A l’approche des élections générales au Kenya (elles se tiendront le 8 août), les évêques du pays ont publié une lettre pastorale afin de rappeler les objectifs de ce scrutin, qui verra le renouvellement du président et du parlement.

« Nous vous rappelons, frères et sœurs, que les principes de la démocratie, le respect de la vie humaine et le respect réciproque ainsi que le rôle de la Commission électorale indépendante représentent des éléments vitaux en vue de la préservation de la paix avant, pendant et après les élections »

écrivent les prélats kenyans dans ce texte intitulé « Elections pacifiques et crédibles pour des responsables intègres » et transmis à l’agence Fides.

Les évêques exhortent en particulier les Kenyans à résister à la manipulation du tribalisme à des fins politiques, à rejeter la violence et les discours incitant à la haine et à choisir des responsables qui soient moralement intègres et qui défendent les valeurs de la vie et de la famille. L’élection présidentielle du 27 décembre 2007, qui avait opposé Mwaï Kibaki à Raila Odinga avait provoqué des émeutes tribales meurtrières. 1500 personnes avaient été tuées et 300 000 déplacées. Cette année, Raila Odinga sera de nouveau en lice, face au président sortant Uhuru Kenyatta.

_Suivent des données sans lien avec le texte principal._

PR #807, opened 2022-08-26
Print warning and fall back to default arch if nvidia-smi command fails

mcwitt:
Small quality of life improvement. Previously, if `nvidia-smi` returned an error, `CUDA_ARCH` would be set to the failure message, resulting in failures further on in the build.

This adds a check for the exit code of the `nvidia-smi` command. If the code indicates an error, we print a warning including the output and fall back to the default `CUDA_ARCH` (as we do if `nvidia-smi` is not found).


badisa (approved):
Nice!

PR #808, opened 2022-08-29
Add option for rbfe eq_steps and fix chiral restraint issue

jkausrelay:
- Add option to change the number of eq steps (currently is only 10 ps)
- Fix issue in checking for duplicates of chiral restraints (np array is not hashable)


timemachine/fe/interpolate.py
```diff
@@ -87,7 +87,7 @@ def make_kv(all_idxs, all_params):
 
         def has_duplicates(x):
             x = list(x)
-            return len(set(x)) < len(x)
+            return len(set(to_hashable(x))) < len(x)
```
mcwitt, line 90: Was this change left in unintentionally? (tests still pass without it)

timemachine/fe/interpolate.py
```diff
@@ -138,8 +138,8 @@ def align_chiral_bond_idxs_and_params(src_idxs, src_params, src_signs, dst_idxs,
             dst_idxs,
             zip(dst_signs, dst_params),
             make_default=lambda p: (p[0], 0),  # p[0] is sign, 0 is force constant
-            key=lambda idxs, p: (idxs, p[0]),  # use idxs and sign as key
-            get_idxs=lambda key: key[0],
+            key=lambda idxs, p: (tuple(idxs), p[0]),  # use idxs and sign as key
+            get_idxs=lambda key: tuple(key[0]),
```
mcwitt, line 142: another (maybe nicer?) fix might be to change the definition of `to_hashable` to also convert nested arrays to tuples. This seems to work:
```python
    def to_hashable(x):
        return tuple(to_hashable(e) for e in x) if isinstance(x, Iterable) else x
```

timemachine/fe/rbfe.py
```diff
@@ -431,38 +435,46 @@ def estimate_relative_free_energy(
...
-    try:
-
-        return estimate_free_energy_given_initial_states(
-            initial_states, protocol, temperature, combined_prefix, keep_idxs
-        )
-
-    except Exception as old_exc:
-
-        raise SimulationException(initial_states, protocol, combined_prefix) from old_exc
+    return estimate_free_energy_given_initial_states(initial_states, protocol, temperature, combined_prefix, keep_idxs)
```
mcwitt, line 445: Was this change intentional? Seems like we still want the `SimulationException` to be able to attach additional info?

mcwitt (changes requested):
Thanks for fixing the chiral bond interpolation bug! Looks good overall. Was wondering why we're no longer raising a `SimulationException`?

timemachine/fe/interpolate.py
jkausrelay: reverted. This was my first attempt at a fix, and isn't needed anymore

timemachine/fe/interpolate.py
jkausrelay: updated

timemachine/fe/rbfe.py
jkausrelay: Updated to store the pickle on exception in rbfe

mcwitt (approved):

Pas de résultats probants contre la corruption

Dans leur lettre pastorale, les évêques kenyans réaffirment par ailleurs ne pas vouloir donner de consignes de vote, mais expliquent vouloir seulement rappeler les critères sur la base desquels les électeurs pourront exercer leur libre choix. Il font par ailleurs remarquer que les catholiques sont présents au sein de tous les partis de l’échiquier politique.

La conférence épiscopale kenyane aborde aussi le fléeau de la corruption qui touche tout le pays et les différentes strates de la vie politique, déplorant qu’elle soit « devenue un lourd fardeau pour l’économie, la sécurité alimentaire, l’éducation, le secteur sanitaire, le gouvernement, la sécurité, l’emploi et l’accès aux besoins de base de la part d’une grande partie des kenyans ». Malgré quelques signes de bonne volonté de la part du gouvernement, les évêques regrettent que les institutions et la direction politique du pays soient trop faibles en matière de lutte contre la corruption.

Le Pape François s’était rendu dans le pays lors d’une tournée en Afrique, en novembre 2015.